ComputerForensicsDigest.com

An IT manager at the National Archives and Records Administration alleges that his agency, which is charged with collecting and preserving the U.S. government's most important documents, may have accidentally exposed more than 70 million U.S. military veterans to the risk of identity theft.

In an interview with Ryan Singel in Wired, Hank Bellomy charges that NARA was irresponsible in its handling of failed hard drives containing confidential veteran information. In one recent instance, Bellomy said, a hard drive used as part of NARA's eVetRecs program failed, and NARA sent it out for repair without sanitizing the data on the drive.

When the government contractor, PC Mall Gov-GMRI, was unable to repair the drive, it shipped it out to another firm to be recycled. NARA told Wired that all of its contractors and subcontractors are required to sign privacy protection agreements; however, the agency has also changed its rules and will henceforth will destroy defective or outdated hard drives on-site.

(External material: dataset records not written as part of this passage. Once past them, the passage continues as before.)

Issue #14, opened 2020-04-21
Change smiley face to current session on left side of status bar


danerwilliams:
Related to discussion with @smarquez1 in [Add ability to remove battery, weather, location and smiley face #12](https://github.com/dracula/tmux/issues/12).
  
Change the smiley face on the left side of the status bar to have 3 options:
* Current smiley face (changes color based on prefix activation)
* Nothing at all
* Current session name
  
I'm curious if people have other ideas for this side of the status bar as well!

aquateen:
I would love to have the session name in the status bar 🙏

Lulus792:
set -g @dracula-show-left-icon-session

PR #24, opened 2020-05-21
Added option to change the smiley face

uttarayan21:
rewrote a function in battery.sh to make use of acpi command in linux if it exists or else fallback to /sys/class/power_supply/BAT*
added option to switch powerline separators
added option to switch the smiley face with window name or any other character issue #14

### DIFF
--- a/scripts/battery.sh
+++ b/scripts/battery.sh
@@ -1,13 +1,39 @@
 #!/usr/bin/env bash
+linux_acpi() {
+    arg=$1
+    BAT=$(ls -d /sys/class/power_supply/BAT* | head -1)
+    if [ ! -x "$(which acpi 2> /dev/null)" ];then
+        case "$arg" in
+            status)
+                cat $BAT/status
+            ;;
 
-BAT=$(ls /sys/class/power_supply/BAT* | head -1)
+            percent)
+                cat $BAT/capacity
+            ;;
 
+            *)
+            ;;
+        esac
+    else
+        case "$arg" in
+            status)
+                acpi | cut -d: -f2- | cut -d, -f1 | tr -d ' '
+            ;;
+            percent)
+                acpi | cut -d: -f2- | cut -d, -f2 | tr -d '% '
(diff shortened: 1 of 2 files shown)


uttarayan21:
Screenshot from 2020-05-21 21-40-17

Here is a screenshot of how it looks now

ethancedwards8:
Dang, I was going to do this today, beat me to it :+1: :smile:

ethancedwards8:
Also, you might want to make an entry in INSTALL.md

danerwilliams:
Some users have reported issues with the change in battery.sh from #22 so it was reverted in back to the original battery script with #26 . 

Can you resolve merge conflicts and use the fall back option to what was merged in #26 ? 

Also, can you explain the advantage of using acpi command if it exists?

uttarayan21:
Oh sorry about the #22 commit it didn't test it extensively.
And about the acpi command, it works well for me while the /sys/class/power_supply/BAT0 usually changes in between reboots and I have to change some of my scripts.
Also right now I'm stuck in a power outage due to a cyclone amphan and won't be able to change the commits maybe for a few days.

uttarayan21:
Hi I fixed the merge conflicts and added entries to INSTALL.md

danerwilliams:
The changes to dracula.sh are great. 

My only concern is with the changes to battery.sh. In #26 the battery was fixed by reverting back to it's original state, and it looks like for the fall back if acpi isn't present that the fallback is what battery.sh looked like before it was fixed in #26 . Can you please change it accordingly?

uttarayan21:
Yes the changes before #26 were bugged but now its a llittle different
before #26 I tried to list all the folders in /sys/class/power_supply/ starting with BAT
but that led to ls listing all files inside BAT0 or BAT1 so I've done this
ls -d /sys/class/power_supply/BAT* 
which only lists directories in /sys/class/power_supply that start with BAT
I hope this addressed your concerns.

An investigation into the incident is ongoing, but so far, NARA sees no need to warn veterans of possible identity theft stemming from the efforts to repair the hard drive. "NARA does not believe that a breach of PII (personally identifiable information) occurred," the agency told Singel, "and therefore does not believe that notification is necessary or appropriate at this time."

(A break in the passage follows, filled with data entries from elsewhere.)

PR #30, opened 2020-05-27
Add option to enable high contrast on pane borders

ImperadorSid:
Sometimes, when several panels are open, it is difficult to know which panel is active due to the low contrast of the _dark_purple_ color in the _purple_ background.
So I implemented a simple option that changes the color to _light_purple_ when the `@dracula-border-contrast` flag is `true` (the default is `false` when the flag has not been set).


ImperadorSid:
Thanks!
This was my first pull request.

Issue #36, opened 2020-05-30
Enhancement: display CPU & memory usage


ciehanski:
### Describe the feature you'd like
It'd be nice to have dracula tmux include the option to enable the display of CPU & memory usage meters within the statusline similar to [tmux-mem-cpu-load](https://github.com/thewtex/tmux-mem-cpu-load).

### Describe risks you've considered
I'm really unsure.

### Describe alternatives you've considered
I've tried installing [tmux-mem-cpu-load](https://github.com/thewtex/tmux-mem-cpu-load), but because I am using dracula theme, it will not display.

ethancedwards8:
I'm taking a crack at it.

ethancedwards8:
I solved it and made a PR :)

ciehanski:
@ethancedwards8 wow, amazing work!! I really appreciate it, this will be incredibly useful.

ethancedwards8:
I just added RAM percentage support!

backpropper:
I'm aware of the above repository but the functionalities I mentioned above have not been implemented correctly in any plugin. The closest it comes to is the [https://github.com/tmux-plugins/tmux-cpu](https://github.com/tmux-plugins/tmux-cpu) repo which does not handle this. 

Nonetheless, this kind of functionality is super useful for thousands of developers who use remote GPU servers such as in AWS, GCP Azure, etc. Hence having this added functionality in addition to the existing CPU/RAM usage tool would make it a powerful plugin. I know many people migrated to the Dracula theme not only because of the looks but also because of the current functionality of CPU usage is seamlessly integrated into the theme.

ethancedwards8:
I still have the code for the GPU module, I can start working working on it again. I had just stopped because @danerwilliams said we need a way to implement it a different way. But I do have that code.

danerwilliams:
@backpropper @ethancedwards8 I’m in favor of trying to bring that functionality then. 

Really appreciate your feedback.

ethancedwards8:
So keep working on the code? Or not? I'm caught up in some work for my internship, so I can't work on the custom listing, but I can try finish up the GPU, and the RAM modules.

danerwilliams:
It sounds like there is a significant demand for the functionality @backpropper mentioned, so I would plan on merging that feature if you finished it. 

You should probably open a new issue for it since it’s a bit different than RAM/CPU.

ethancedwards8:
Okay, will do.

PR #41, opened 2020-06-04
Added RAM Percentage per issue #36

ethancedwards8:
Working cleanly on Linux powerline and non powerline


ethancedwards8:
#36

danerwilliams:
So now that we have a lot more information to potentially be displayed in the status bar I think we need to consider what colors we should be using or determining a way for the colors and / or the order of the different modules are displayed on the status bar. What is everyone's thoughts? It just looks kind of weird to me when we have two orange modules and when this is merged two cyan modules.

ethancedwards8:
I agree, I didn't know what colors to choose, I was just trying to get the functionality, since you're the owner I was thinking you could just pick the colors.

ethancedwards8:
I was thinking about a way to choose what order the modules go in, maybe using an array, and you can specify the order in the array, within the .tmux.conf file

ethancedwards8:
I was also thinking about combining the RAM and CPU modules, and if both are enabled in the .tmux.conf file then it could be in one segment in the bar, but if only one is enabled then its still a singular segment, so if both were enabled it would be the same color, and closer together, if that makes any sense

danerwilliams:
Yeah I definitely think we need to make it more configurable somehow. Having a list in the configuration like you mentioned could be a good idea. I'll merge for now to give the functionality and then raise an issue for making it more configurable.

danerwilliams:
Before I merge are you able to add mac compatibility?

ethancedwards8:
I do have a command I think will work, but I can't test it currently

ethancedwards8:
`ps -A -o %mem | awk '{mem += $2} END {print mem}'`

ethancedwards8:
I think that will work, if you could test it and give me the output that'd be great

ethancedwards8:
Man, I really need to get a Mac lol, I borrow my moms whenever I need to test code.

ethancedwards8:
Also another interesting question, should we add support for the *BSD's?

ciehanski:
@ethancedwards8 looks like `ps -A -o %mem | awk '{mem += $1} END {print mem}'` works for me on my mac, but just to specify, it only polls _app_ memory and not _wired_ memory as well.

ethancedwards8:
Okay, forgive the stupid question but, what’s the difference between app memory and wired memory? I could probably achieve the total_used/total_mem, but the reason I chose the percentage is because the CPU is percentage based.

danerwilliams:
So what I’m reading is that the total memory used is the sum of wired memory, app memory, and compressed memory. Maybe there is a way to get memory used with out needing to individually gather all 3 of those figures?

danerwilliams:
And if you would like support for BSD, then please open an issue.

ethancedwards8:
I think we should just support what we're doing right now, and if someone comes along and wants BSD support I think we could do it. But for the memory issue, I'm not sure, if you run the `free -m` or `free -h` command what does it output?

ethancedwards8:
Actually, I think that's a Linux only command, I'll search through stackoverflow and see if I can find something.

ciehanski:
Look into:
```bash
❯ top -l 1 -s 0 | grep PhysMem
PhysMem: 14G used (3148M wired), 2503M unused.
```
You could probably grep the output and get the actual results.

ethancedwards8:
Interesting.. thanks for finding that, did you find this off of anything? Or did you come up with this, if you found it, can you link the source please? I feel this could be what we are looking for, sadly it doesn't run on Linux, so it'll be hard for me to test, so I'll be in touch.

ciehanski:
I found it [here](https://apple.stackexchange.com/a/46655), good ol' stackx. I'll play around with the command and try to get something that works, but I am willing to help test any command you come up with. I am going with what the Activity Monitor reports which is `Memory Used` as `PhysMem(used) - wired(used)`.

Final output in dracula should look like (IMO):
 ```bash
10G/16G
```

ethancedwards8:
Okay, well I'm on vacation, so I probably won't be able to get out a solution for about a week. So, if @danerwilliams wants to merge my current PR, or leave out a commit or whatever he wants to do, you can take over and do the Mac support, and I can try and help out when my vacation is over.

ethancedwards8:
Does this work? I had some free time and decided to work on this, if this works tell me the output, if it doesn't, back to the drawing board I guess.

ethancedwards8:
[How it looks](https://drive.google.com/file/d/1GaoV1LeoP_62JHDl8qyxlQ5A6_m2XD4E/view)

ethancedwards8:
Okay, sorry for all of the excess commits, I was testing on my moms old mac, and I was pushing and editing the code from my desktop.

ethancedwards8:
Everything is working, I renamed the variables from 'dracula-***-percentage' to 'dracula-***-usage', because for the RAM it shows the usage/total per @ciehanski request, thats not the percentage thats the usage.

ethancedwards8:
Sooo any feedback?

danerwilliams:
Just tested and it seems like RAM on mac isn't accurate. it's saying 13G/16GB when htop is showing 7 gb usage. Also, why just G for the used and GB for available?

ethancedwards8:
The G instead of GB was unintentional, I didn't see it.

ethancedwards8:
I've been parsing ram out from top, and it wasn't the same as htop, I've yet to find a command that gives me the same output to htop. I also tried vm_stat

danerwilliams:
hmmm, it's weird to me that all of these different programs would be getting different readings

danerwilliams:
From this it sounds like you maybe could get the same number as htop with the data provided in top if you do some calculations:
https://askubuntu.com/questions/791270/why-are-memory-statistics-in-top-and-htop-different

ethancedwards8:
Okay, I'll look into that, thanks.

ethancedwards8:
Okay, I had some spare time today and was working on a solution. I should have a working commit tomorrow or the day after that.

ethancedwards8:
Everything is good now, if it is higher than htop the reason behind that is it rounds up.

There have been repeated data losses by government agencies over the years. The most notorious was the 2005 loss of a laptop by the Veterans Administration that contained confidential records of more than 25 million veterans. The agency agreed to pay out $20 million in damages, largely in the form of subsidized credit monitoring for affected veterans.

Federal agencies have varying standards for how sensitive data should be destroyed from hard drives; the National Institute of Standards and Technology, in fact, issued a white paper specifically devoted to the topic in 2006. But one company is now offering a data destruction option that is more reminiscent of the movie "Fargo" than anything else. 

Recycling Today Magazine reports that Allegheny Shredders has introduced a new type of shredder specifically designed for hard drives and other types of electronic media. The 7.5 horsepower motor is designed to chew through as many as 25 hard drives per minute. The manufacturer promises "virtually no noise or vibration," and says that the shredder is designed to handle "computer hard drives, optical media, and electronic devices such as cell phones, handheld devices, etc."

Allegheny officials are disturbingly upbeat about their ability to reduce electronic media to "unusable and unidentifiable pieces."

"After 40 years of manufacturing destruction equipment," John Wagner, president of Allegheny Shredders, said, "we’re eager to offer the Allegheny Hard Drive Shredder to solve the problem of security risk posed by growing amounts of discarded sensitive electronic waste."

Just another trend for computer forensic specialists to watch, you betcha.